**Exercise brief**.
Tell me how many lines in the entries below contain the word "libra"; reply with the number and nothing else.

[Saved data entries]
PR #5195, opened 2020-07-18
[config] Add chain-id to config-builder

davidiw:
Remove templates for config-builder based nodes, that's an anti-pattern
Add chain-id (CFG_CHAIN_ID) to all docker containers
Add chain-id to all relevant config(-builders)


config/config-builder/src/main.rs
```diff
@@ -51,6 +52,9 @@ enum FullNodeCommand {
 
 #[derive(Debug, StructOpt)]
 struct FullNodeArgs {
+    #[structopt(long)]
+    /// Defines which chain version libra will use
+    chain_id: Option<u8>,
```
zekun000, line 57: why not use the string representation?

terraform/templates/validator.yaml
```diff
@@ -1,5 +0,0 @@
-base:
-  chain_id: "${chain_id}"
-
-validator_network:
-  mutual_authentication: true
```
zekun000, line 5: is this the default for validator network?

terraform/fullnodes.tf
```diff
@@ -38,14 +38,6 @@ resource "aws_instance" "fullnode" {
 
 }
 
-data "template_file" "fullnode_config" {
-  template = file("templates/fullnode.yaml")
-
-  vars = {
```
zekun000, line 44: delete the base config too? also in the validator/fullnodes.json

config/config-builder/src/main.rs
davidiw: because then we have to use a fixed subset, which is antithetical to the entire goal of using the chain id for networks....

terraform/templates/validator.yaml
davidiw: https://github.com/libra/libra/blob/master/config/src/generator.rs#L38

terraform/fullnodes.tf
davidiw: that defines some properties, I think we keep that, I'm gonna use this push result to let me know what I'm doing wrong :p

config/config-builder/src/main.rs
christinacelee: fwiw the numeric value as a string also works (e.g. "2" and "TESTNET" both work)

davidiw: Let's just get this working for now and we can screw around with the semantics later!

terraform/templates/fullnode.json
```diff
@@ -20,7 +20,7 @@
             {"sourceVolume": "libra-data", "containerPath": "/opt/libra/data"}
         ],
         "environment": [
-            {"name": "CFG_BASE_CONFIG", "value": ${cfg_base_config}},
+            {"name": "CFG_CHAIN_ID", "value": ${cfg_chainIid}},
```
christinacelee, line 23: typo for `cfg_chain_id`!

terraform/templates/validator.json
```diff
@@ -36,7 +36,7 @@
             {"name": "CFG_FULLNODE_SEED", "value": "${cfg_fullnode_seed}"},
             {"name": "CFG_NUM_FULLNODES", "value": "${cfg_num_fullnodes}"},
         %{ endif }
-            {"name": "CFG_BASE_CONFIG", "value": ${cfg_base_config}},
+            {"name": "CFG_CHAIN_ID", "value": ${cfg_chainIid}},
```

**Solution**.
3